Though Malala Yousafzai may be best known for her inspiring words, the 16-year-old Pakistani activist has helped spur concrete action to provide compulsory education for young people worldwide.

One year after Yousafzai was shot in the head by the Taliban for wanting to go to school, she has recovered and dedicated herself to advocacy. She's delivered impassioned speeches, pushed the UN education goals, and already provided grants through the Malala Fund, which partners with local organizations to provide education opportunities, specifically for girls. Check out more of Yousafzai's impact by the numbers below.

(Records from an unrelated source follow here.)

PR #171, opened 2021-04-15
Reverted Smart Factor Spacing to 14.1, Added relative rmse comparison and Imu bias tester adder

rsoussan:
Reverted smart factor spacing as the previous version was more robust.  Added option so this can still be switched to new spacing.  Also added support in scripts for relative rmse comparison and a tool to add imu bias estimates to an existing bag file.


bcoltin (approved):

bcoltin:
Fix the lint errors and then it looks good... are we testing today?

bcoltin:
@rsoussan oops... did we forget to merge this? Is this still good to merge?

rsoussan:
Oh yeah this should be merged

PR #172, opened 2021-04-21
Add imu bias config to sim

rsoussan:
Also added some logic to ground truth localizer so that it responds to service commands even if they don't serve a purpose in ground truth mode (otherwise the loc manager waits for a response and stalls).

### DIFF
--- a/astrobee/launch/sim.launch
+++ b/astrobee/launch/sim.launch
@@ -221,4 +221,7 @@
     </include>
   </group>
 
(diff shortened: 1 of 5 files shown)


rsoussan:
@KhaledSharif this fixes the imu bias initialization in simulation we had chatted about a month or so ago

bcoltin (approved):

marinagmoreira (approved):

PR #174, opened 2021-05-05
Update bumble nav to sci and haz cam extrinsics

oleg-alexandrov:
This is a minor update which will only affect ISAAC. It makes small improvements to the transforms from the nav camera to the sci and haz ones. 

I don't understand why GitHub keeps on insisting that my pull request has 10 commits even though I changed just one file and my git branch is synched up with the develop branch.


trey0:
> I don't understand why GitHub keeps on insisting that my pull request has 10 commits even though I changed just one file and my git branch is synched up with the develop branch.

It looks like you merged changes from astrobee:develop into oleg-alexandrov:develop. That means that the two develop branches have different history in terms of merge commits, which propagates to other commits since then having different ids so they show up in the PR.

If you would like to have a clean commit history showing up in your PR (I agree it's nice), recommended workflow steps are:
- Instead of always working on an oleg-alexandrov:develop branch, try to segment your work into feature branches that correspond to the PRs you expect to make. Start each new feature branch from astrobee:develop. That should mostly fix the problem by itself.
- If some other changes are merged into astrobee:develop while you work, you can pull those changes into your feature branch using 'git rebase' instead of 'git merge', to avoid having different merge commits. (But be careful using 'git rebase' if you are already collaborating on the branch with other developers, because it rewrites history in a way that can cause confusion. In that case you may prefer to create a brand-new branch based on your feature branch and do the rebase and PR on the new branch.)

oleg-alexandrov:
Thank you. That is very helpful. And yeah, 'git rebase' is evil, unlike what Zack used to think.

bcoltin (approved):

bcoltin:
Another thing to keep in mind is, we squash and merge all the pull requests, so it doesn't really matter what the history of the PR is once it gets merged into develop

PR #176, opened 2021-05-07
Added re-plan command to the executive

kbrowne15:


marinagmoreira (approved):

trey0:
This seems like a great idea to me! However, I would like to help make the API documentation more specific, particularly thinking about novice guest scientist users who might have questions about the semantics.

Below I took a stab at editing the descriptions for specificity, but please sanity check if I'm describing the intended behavior correctly! Back when Andrew was around we had a lot of talk about cool features that he wanted to eventually implement in the choreographer, but I'm not sure what made it in, so I'm just guessing how it works.

"Allows the QP planner to re-plan a trajectory if Astrobee encounters an obstacle." -> "Allows Astrobee to replan if it detects an obstacle too close to its forward trajectory. Enabling replanning only makes sense when you are using a planner that is able to plan around obstacles. (See Settings.setPlanner. As of 5/2021, only the QP planner can plan around obstacles)."

"Set to true/false to enable/disable re-planning." -> "If true, when Astrobee detects an obstacle too close to its forward trajectory, after the robot comes to a stop, the choreographer will automatically request a new trajectory from the currently configured planner. If false, the robot will stop and wait for operator assistance. "

kbrowne15:
Thanks for the comment! The descriptions have been changed.

Issue #8, opened 2019-05-30
Add the new kinds decided in Java


bogdandrutu:
See some discussion about this:
https://github.com/open-telemetry/opentelemetry-specification/issues/43

Here is where this is defined:
https://github.com/open-telemetry/opentelemetry-proto/blob/master/src/opentelemetry/proto/trace/v1/trace.proto#L107

PR #9, opened 2019-05-31
Add new types of SpanKind.

songy23:
Fixes https://github.com/open-telemetry/opentelemetry-proto/issues/8.

### DIFF
--- a/src/opentelemetry/proto/trace/v1/trace.proto
+++ b/src/opentelemetry/proto/trace/v1/trace.proto
@@ -115,6 +115,19 @@ message Span {
     // Indicates that the span covers the client-side wrapper around an RPC or
     // other remote request.
     CLIENT = 2;
+
+    // Indicates that the span is used internally. Default value.
+    INTERNAL = 3;
+
+    // Indicates that the span describes producer sending a message to a broker.
+    // Unlike client and  server, there is no direct critical path latency relationship
+    // between producer and consumer spans.
+    PRODUCER = 4;
+
+    // Indicates that the span describes consumer recieving a message from a broker.
+    // Unlike client and  server, there is no direct critical path latency relationship
+    // between producer and consumer spans.
+    CONSUMER = 5;
   }
 
   // Distinguishes between spans generated in a particular context. For example,
--- a/src/opentelemetry/proto/trace/v1/trace.proto
+++ b/src/opentelemetry/proto/trace/v1/trace.proto
@@ -106,6 +106,7 @@ message Span {
   // in addition to a parent/child relationship.
   enum SpanKind {
     // Unspecified. Do NOT use as default.
+    // Implementations MAY assume SpanKind to be INTERNAL when receiving UNSPECIFIED.
     SPAN_KIND_UNSPECIFIED = 0;
 
     // Indicates that the span is used internally. Default value.
--- a/src/opentelemetry/proto/trace/v1/trace.proto
+++ b/src/opentelemetry/proto/trace/v1/trace.proto
@@ -105,19 +105,19 @@ message Span {
   // Type of span. Can be used to specify additional relationships between spans
   // in addition to a parent/child relationship.
   enum SpanKind {
-    // Unspecified.
+    // Unspecified. Do NOT use as default.
     SPAN_KIND_UNSPECIFIED = 0;
+
+    // Indicates that the span is used internally. Default value.
+    INTERNAL = 1;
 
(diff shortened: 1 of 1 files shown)


src/opentelemetry/proto/trace/v1/trace.proto
```diff
@@ -115,6 +115,19 @@ message Span {
     // Indicates that the span covers the client-side wrapper around an RPC or
     // other remote request.
     CLIENT = 2;
+
+    // Indicates that the span is used internally. Default value.
```
bogdandrutu: Can we respect the order from Java?

src/opentelemetry/proto/trace/v1/trace.proto
```diff
@@ -115,6 +115,19 @@ message Span {
...
+    INTERNAL = 3;
```
SergeyKanzhelev: there is no more `SPAN_KIND_UNSPECIFIED `. It was replaced with `INTERNAL`

bogdandrutu: proto3 convention to have UNSPECIFIED for the 0 value. https://developers.google.com/protocol-buffers/docs/style#top_of_page look for enums.

SergeyKanzhelev: Semantic of unspecified is `INTERNAL`. So than get rid of explicit `INTERNAL`? Perhaps rename to `SPAN_KIND_INTERNAL_OR_UNSPECIFIED`?

src/opentelemetry/proto/trace/v1/trace.proto
songy23: Updated. I assume we haven't released proto so it's safe to just change the order.

src/opentelemetry/proto/trace/v1/trace.proto
songy23: For now I left it as-is. I think this is more of a syntax restriction of proto. Happy to change it if we have a different consensus here.

SergeyKanzhelev: It will be easier if enum in language will match exactly the enum values in proto. Thus I was suggesting to make `INTERNAL` and `UNSPECIFIED` the same value. Also it eliminates question on how to process `UNSPECIFIED`.

For instance, if service recieves `UNSPECIFIED` - should it preserve the value or free to switch to `INTERNAL`. If need to preserve - Go SDK will need to expose the `UNSPECIFIED` as an option for creating `SpanData`

songy23: SG, merged these two in https://github.com/open-telemetry/opentelemetry-proto/pull/9/commits/2e24a8bf3b023f3ea61eb63d7dc340633a85d8fd.

songy23:
PTAL.

src/opentelemetry/proto/trace/v1/trace.proto
bogdandrutu: I think UNSPECIFIED is proto3 specific because in proto3 they removed the notion of has value. I would suggest that we keep the UNSPECIFIED to be consistent with the proto3 recommendations.

About changing to INTERNAL, that is probably a valid behavior, alternative we can simply reject the request if UNSPECIFIED by saying that this field is required.

SergeyKanzhelev: I'm not a proto expert. Why the proposed change is bad? What's the reason to keep them separate if semantically we want internal to be exactly when `UNSPECIFIED` is used for? (In code it will be the same. If you forgot to tell us what you want it to be - it will be `INTERNAL`)

bogdandrutu: If we ever want to distinguish between not set and default value this will be impossible with the current approach, and as the language suggested this value should be considered not set not a default value.

SergeyKanzhelev: if you feel strongly about it - I'm fine. Perhaps put a comment saying that implementation can assume `INTERNAL` when received `UNDEFINED`.

songy23: Reverted 2e24a8b and added a note in https://github.com/open-telemetry/opentelemetry-proto/pull/9/commits/03c06742b895249dd52b4d9ba2955446543ec427.

songy23:
Thanks for the review, please help me merge this PR since I'm not authorized to do so :)

PR #14, opened 2019-05-31
Remove same_process_as_parent_span.

### LINKED ISSUE #7: Remove or Update the name for same_process_as_parent_span
See comments for what is intended to be used, and decide if it is needed:

https://github.com/open-telemetry/opentelemetry-proto/blob/master/src/opentelemetry/proto/trace/v1/trace.proto#L245

songy23:
Fixes #7.

### DIFF
--- a/src/opentelemetry/proto/trace/v1/trace.proto
+++ b/src/opentelemetry/proto/trace/v1/trace.proto
@@ -32,7 +32,7 @@ option java_outer_classname = "TraceProto";
 // multiple root spans, or none at all. Spans do not need to be
 // contiguous - there may be gaps or overlaps between spans in a trace.
 //
-// The next id is 16.
+// The next id is 15.
 message Span {
   // A unique identifier for a trace. All spans from the same trace share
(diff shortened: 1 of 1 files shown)


src/opentelemetry/proto/trace/v1/trace.proto
```diff
@@ -237,16 +237,9 @@ message Span {
...
-  // trace crosses a process boundary. True when the parent_span belongs
-  // to the same process as the current span. This flag is most commonly
-  // used to indicate the need to adjust time as clocks in different
-  // processes may not be synchronized.
-  google.protobuf.BoolValue same_process_as_parent_span = 14;
-
   // An optional number of child spans that were generated while this span
   // was active. If set, allows an implementation to detect missing child spans.
-  google.protobuf.UInt32Value child_span_count = 15;
+  google.protobuf.UInt32Value child_span_count = 14;
```
bogdandrutu: At the top of the Span proto message there is a message with the next id, please update.

songy23: Good catch, fixed.

Issue #13, opened 2019-05-31
Set up continuous integration.


songy23:
As an example see https://github.com/census-instrumentation/opencensus-proto/blob/master/.travis.yml.

PR #15, opened 2019-05-31
Setup Travis.

bogdandrutu:
Fixes https://github.com/open-telemetry/opentelemetry-proto/issues/13

### DIFF
--- a/.travis.yml
+++ b/.travis.yml
@@ -1,0 +1,20 @@
+sudo: required
+dist: trusty
+
+matrix:
+  include:
+  - language: java
+    jdk: oraclejdk8
+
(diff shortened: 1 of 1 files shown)


.travis.yml
```diff
@@ -0,0 +1,20 @@
+sudo: required
+dist: trusty
```
bai: Nitpick: `trusty` support ended [2 months ago (01 Apr 2019)](https://wiki.ubuntu.com/Releases). It might make sense to use `xenial` (16.04) instead.

bogdandrutu: Happy to accept a PR :)

PR #16, opened 2019-05-31
Ubuntu 14.04 is EOLd, use 16.04 instead

bai:
This PR switches Travis CI from Ubuntu 14.04 Trusty to Ubuntu 16.04 Xenial. Ubuntu 14.04 support [ended 2 months ago](https://endoflife.date/ubuntu).

### DIFF
--- a/.travis.yml
+++ b/.travis.yml
@@ -1,10 +1,10 @@
 sudo: required
-dist: trusty
+dist: xenial
 
 matrix:
   include:
   - language: java
-    jdk: oraclejdk8
+    jdk: openjdk8
 
 script:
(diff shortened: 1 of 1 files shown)


bogdandrutu:
Restarted the build to confirm if this is a transitive error, otherwise please fix :)

bai:
Sorry for premature CODEOWNERS ping. I pushed an update, please take a look.

OracleJDK is not included in Ubuntu after 14.04 so I included OpenJDK instead, which should be the same™ apart from Flight Recorder and all those things. Let me know what you think 👀

bogdandrutu:
Happy to be more "open" :)

PR #21, opened 2019-07-18
Capture Wire Protocol design goals

tigrannajaryan:
This is a follow up from Spec SIG meeting on Jul 18, 2019, recapping
the topics that I mentioned in the meeting.

The document will help us design the right wire protocol.

### DIFF
--- a/specification/proto-design-goals.md
+++ b/specification/proto-design-goals.md
@@ -1,0 +1,19 @@
+# Design Goals for OpenTelemetry Wire Protocol
+
+We want to design a telemetry data exchange protocol that has the following characteristics:
+
+- Be suitable for use between all of the following node types: instrumented applications, telemetry backends, local agents, stand-alone collectors/forwarders.
+
+- Have high reliability of data delivery and clear visibility when the data cannot be delivered.
+
+- Have low CPU usage for serialization and deserialization.
+
+- Impose minimal pressure on memory manager, including pass-through scenarios, where deserialized data is short-lived and must be serialized as-is shortly after and where such short-lived data is created and discarded at high frequency (think telemetry data forwarders).
+
+- Support ability to efficiently modify deserialized data and serialize again to pass further. This is related but slightly different from the previous requirement.
+
+- Ensure high throughput (within the available bandwidth) in high latency networks (e.g. scenarios where telemetry source and the backend are separated by high latency network).
+
+- Allow backpressure signalling.
+
+- Be load-balancer friendly (do not hinder re-balancing).


specification/proto-design-goals.md
```diff
@@ -0,0 +1,19 @@
+# Design Goals for OpenTelemetry Wire Protocol
+
+We want to design a telemetry data exchange protocol that has the following characteristics:
+
+- Be suitable for use between all of the following node types: instrumented applications, telemetry backends, local agents, stand-alone collectors/forwarders.
+
+- Have high reliability of data delivery and clear visibility when the data cannot be delivered.
```
ccaraman: for "data cannot be delivered" - is this the only type of errors?

tigrannajaryan: This is one of the problems that we encountered in production particularly with OpenCensus protocol. This requirement can be refined further if there is an evidence of other common error types.

specification/proto-design-goals.md
```diff
@@ -0,0 +1,19 @@
+# Design Goals for OpenTelemetry Wire Protocol
```
songy23: Should backwards compatibility be part of the goals?

tigrannajaryan: Do you mean backwards compatibility with any existing protocol? I think that should be a non-goal.

If you mean backwards compatibility within its own revisions then I think it goes without saying. That should be a goal of any protocol that can be deployed on a variety of devices at different times by different people. We can call this out specifically if needed.

songy23: I mean within its own versions. Agreed it may already be implied and not need to point it specifically.

specification/proto-design-goals.md
```diff
@@ -0,0 +1,19 @@
...
+
+We want to design a telemetry data exchange protocol that has the following characteristics:
+
+- Be suitable for use between all of the following node types: instrumented applications, telemetry backends, local agents, stand-alone collectors/forwarders.
+
+- Have high reliability of data delivery and clear visibility when the data cannot be delivered.
+
+- Have low CPU usage for serialization and deserialization.
```
pjanotti: nit: I prefer `resource` instead of `CPU` since we are at high-level.

tigrannajaryan: I think it is worth listing CPU and Memory separately. They are related but somewhat distinct with possibly different solutions. Especially the memory, I wanted to mention it in a separate paragraph so that we realize the specific pattern of allocating and using memory can be quite unfriendly to GCs.

specification/proto-design-goals.md
```diff
@@ -0,0 +1,19 @@
+# Design Goals for OpenTelemetry Wire Protocol
+
+We want to design a telemetry data exchange protocol that has the following characteristics:
```
yurishkuro: is this intended to be a single protocol for different types of telemetry?

tigrannajaryan: My past experience is with traces and logs (but not metrics). I think the answer should be yes, one protocol for all types, unless we think other telemetry types have significantly different requirements for the protocol. Thoughts are welcome.

specification/proto-design-goals.md
```diff
@@ -0,0 +1,19 @@
...
+
+- Impose minimal pressure on memory manager, including pass-through scenarios, where deserialized data is short-lived and must be serialized as-is shortly after and where such short-lived data is created and discarded at high frequency (think telemetry data forwarders).
+
+- Support ability to efficiently modify deserialized data and serialize again to pass further. This is related but slightly different from the previous requirement.
+
+- Ensure high throughput (within the available bandwidth) in high latency networks (e.g. scenarios where telemetry source and the backend are separated by high latency network).
+
+- Allow backpressure signalling.
+
+- Be load-balancer friendly (do not hinder re-balancing).
```
tedsuo: At what granularity are we load balancing? Per span?

tigrannajaryan: Typically per batch of spans. L7 load balancers trigger rebalancing in specific situations. For gRPC we found that it typically happens when gRPC stream is opened. By controlling what you include in one stream you can control the frequency of rebalancing.
Doing it per span is likely going to be prohibitively expensive.

specification/proto-design-goals.md
reyang: How do we think about de-duplicating the data? (e.g. in case of transmission failures, where sender has no idea whether the backend accepted the data or not)

tigrannajaryan: I'll have this in the RFC. In short, I suggest to aim for reliable delivery at the cost of possible duplicates. Details in the RFC.

reyang: Thank you, I'll look into the RFC.

specification/proto-design-goals.md
tedsuo: I think this makes sense... there _is_ a possible issue with the fact that metrics systems do not consume traces, and there are perhaps emerging standards for wire protocols in that space. How do we play well with prometheus, etc? Or is that out of scope? AKA we will always be doing some data conversion/processing in a gateway node between the telemetry network and the metrics backend.

tigrannajaryan:
Reviewers, if there are no objections about these goals, let's merge this.

tigrannajaryan:
Reviewers, I need more comments or one more approval to merge this.

tigrannajaryan:
Approvers, please merge.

Infographic by Alissa Scheller for the Huffington Post

Yousafzai's fight also has far-reaching implications in regard to poverty, health and basic human rights. A child born to a mother who is able to read is 50 percent more likely to survive past age 5, for example, UNESCO reports.

Despite Yousafzai's high-profile efforts, she is still a target, according to Shahidullah Shahid, who represents the Pakistani militant group Tehreek-e-Taliban.

"We will target her again and attack whenever we have the chance," he told the AFP.

Still, Yousafzai widely declares that she sees dialogue as the way forward. The teen activist recently told the BBC about her future plans to continue her mission.

"I will be a politician in my future," she said. "I want to change the future of my country and I want to make education compulsory."